— Work item —
Every record that appears below should be transcribed exactly.
------ Material supplied
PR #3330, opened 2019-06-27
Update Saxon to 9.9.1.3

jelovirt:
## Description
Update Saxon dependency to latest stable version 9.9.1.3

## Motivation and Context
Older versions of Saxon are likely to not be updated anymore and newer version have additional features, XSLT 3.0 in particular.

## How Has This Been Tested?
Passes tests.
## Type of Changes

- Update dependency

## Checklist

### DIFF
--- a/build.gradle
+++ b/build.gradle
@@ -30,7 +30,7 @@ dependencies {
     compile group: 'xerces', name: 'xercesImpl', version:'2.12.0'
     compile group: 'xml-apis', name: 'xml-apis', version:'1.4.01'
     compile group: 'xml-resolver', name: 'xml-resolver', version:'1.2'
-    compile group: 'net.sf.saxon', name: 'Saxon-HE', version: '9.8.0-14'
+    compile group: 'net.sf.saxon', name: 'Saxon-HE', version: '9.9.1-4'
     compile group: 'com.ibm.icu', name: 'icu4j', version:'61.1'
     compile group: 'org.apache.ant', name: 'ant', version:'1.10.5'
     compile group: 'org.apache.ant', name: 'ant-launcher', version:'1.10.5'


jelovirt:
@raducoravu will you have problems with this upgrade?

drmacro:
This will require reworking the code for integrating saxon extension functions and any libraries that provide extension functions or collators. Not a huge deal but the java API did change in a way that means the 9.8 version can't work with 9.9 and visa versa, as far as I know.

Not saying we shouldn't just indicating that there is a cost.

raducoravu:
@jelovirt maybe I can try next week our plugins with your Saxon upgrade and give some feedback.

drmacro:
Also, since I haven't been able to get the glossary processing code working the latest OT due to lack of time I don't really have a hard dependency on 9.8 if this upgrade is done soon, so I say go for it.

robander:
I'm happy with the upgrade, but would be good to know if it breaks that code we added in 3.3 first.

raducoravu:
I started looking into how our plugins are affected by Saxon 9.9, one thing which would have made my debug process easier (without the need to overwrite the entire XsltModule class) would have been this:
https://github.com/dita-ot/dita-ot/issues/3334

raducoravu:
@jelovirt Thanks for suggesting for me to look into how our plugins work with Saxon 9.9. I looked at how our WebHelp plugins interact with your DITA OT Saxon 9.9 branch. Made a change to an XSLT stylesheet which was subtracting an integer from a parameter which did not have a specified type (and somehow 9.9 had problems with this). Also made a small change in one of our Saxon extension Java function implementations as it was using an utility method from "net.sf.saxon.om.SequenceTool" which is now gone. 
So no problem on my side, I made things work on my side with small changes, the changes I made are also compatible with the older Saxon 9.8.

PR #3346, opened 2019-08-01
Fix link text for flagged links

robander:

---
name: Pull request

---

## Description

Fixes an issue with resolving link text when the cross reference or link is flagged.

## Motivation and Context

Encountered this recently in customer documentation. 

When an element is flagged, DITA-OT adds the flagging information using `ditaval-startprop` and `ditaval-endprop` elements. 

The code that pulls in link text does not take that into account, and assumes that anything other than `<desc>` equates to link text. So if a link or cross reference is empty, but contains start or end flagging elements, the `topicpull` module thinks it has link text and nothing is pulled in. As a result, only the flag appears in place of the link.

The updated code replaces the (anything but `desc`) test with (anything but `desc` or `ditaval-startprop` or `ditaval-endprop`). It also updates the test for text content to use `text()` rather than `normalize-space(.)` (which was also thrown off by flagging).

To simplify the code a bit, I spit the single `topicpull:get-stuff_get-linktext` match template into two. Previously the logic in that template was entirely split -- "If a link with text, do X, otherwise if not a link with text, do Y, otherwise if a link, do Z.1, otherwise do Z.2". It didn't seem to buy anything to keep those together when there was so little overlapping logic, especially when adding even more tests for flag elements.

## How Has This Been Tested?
------------
— Output below —
PR #3330, opened 2019-06-27
Update Saxon to 9.9.1.3

jelovirt:
## Description
Update Saxon dependency to latest stable version 9.9.1.3

## Motivation and Context
Older versions of Saxon are likely to not be updated anymore and newer version have additional features, XSLT 3.0 in particular.

## How Has This Been Tested?
Passes tests.
## Type of Changes

- Update dependency

## Checklist

### DIFF
--- a/build.gradle
+++ b/build.gradle
@@ -30,7 +30,7 @@ dependencies {
     compile group: 'xerces', name: 'xercesImpl', version:'2.12.0'
     compile group: 'xml-apis', name: 'xml-apis', version:'1.4.01'
     compile group: 'xml-resolver', name: 'xml-resolver', version:'1.2'
-    compile group: 'net.sf.saxon', name: 'Saxon-HE', version: '9.8.0-14'
+    compile group: 'net.sf.saxon', name: 'Saxon-HE', version: '9.9.1-4'
     compile group: 'com.ibm.icu', name: 'icu4j', version:'61.1'
     compile group: 'org.apache.ant', name: 'ant', version:'1.10.5'
     compile group: 'org.apache.ant', name: 'ant-launcher', version:'1.10.5'


jelovirt:
@raducoravu will you have problems with this upgrade?

drmacro:
This will require reworking the code for integrating saxon extension functions and any libraries that provide extension functions or collators. Not a huge deal but the java API did change in a way that means the 9.8 version can't work with 9.9 and visa versa, as far as I know.

Not saying we shouldn't just indicating that there is a cost.

raducoravu:
@jelovirt maybe I can try next week our plugins with your Saxon upgrade and give some feedback.

drmacro:
Also, since I haven't been able to get the glossary processing code working the latest OT due to lack of time I don't really have a hard dependency on 9.8 if this upgrade is done soon, so I say go for it.

robander:
I'm happy with the upgrade, but would be good to know if it breaks that code we added in 3.3 first.

raducoravu:
I started looking into how our plugins are affected by Saxon 9.9, one thing which would have made my debug process easier (without the need to overwrite the entire XsltModule class) would have been this:
https://github.com/dita-ot/dita-ot/issues/3334

raducoravu:
@jelovirt Thanks for suggesting for me to look into how our plugins work with Saxon 9.9. I looked at how our WebHelp plugins interact with your DITA OT Saxon 9.9 branch. Made a change to an XSLT stylesheet which was subtracting an integer from a parameter which did not have a specified type (and somehow 9.9 had problems with this). Also made a small change in one of our Saxon extension Java function implementations as it was using an utility method from "net.sf.saxon.om.SequenceTool" which is now gone. 
So no problem on my side, I made things work on my side with small changes, the changes I made are also compatible with the older Saxon 9.8.

PR #3346, opened 2019-08-01
Fix link text for flagged links

robander:

---
name: Pull request

---

## Description

Fixes an issue with resolving link text when the cross reference or link is flagged.

## Motivation and Context

Encountered this recently in customer documentation. 

When an element is flagged, DITA-OT adds the flagging information using `ditaval-startprop` and `ditaval-endprop` elements. 

The code that pulls in link text does not take that into account, and assumes that anything other than `<desc>` equates to link text. So if a link or cross reference is empty, but contains start or end flagging elements, the `topicpull` module thinks it has link text and nothing is pulled in. As a result, only the flag appears in place of the link.

The updated code replaces the (anything but `desc`) test with (anything but `desc` or `ditaval-startprop` or `ditaval-endprop`). It also updates the test for text content to use `text()` rather than `normalize-space(.)` (which was also thrown off by flagging).

To simplify the code a bit, I spit the single `topicpull:get-stuff_get-linktext` match template into two. Previously the logic in that template was entirely split -- "If a link with text, do X, otherwise if not a link with text, do Y, otherwise if a link, do Z.1, otherwise do Z.2". It didn't seem to buy anything to keep those together when there was so little overlapping logic, especially when adding even more tests for flag elements.

## How Has This Been Tested?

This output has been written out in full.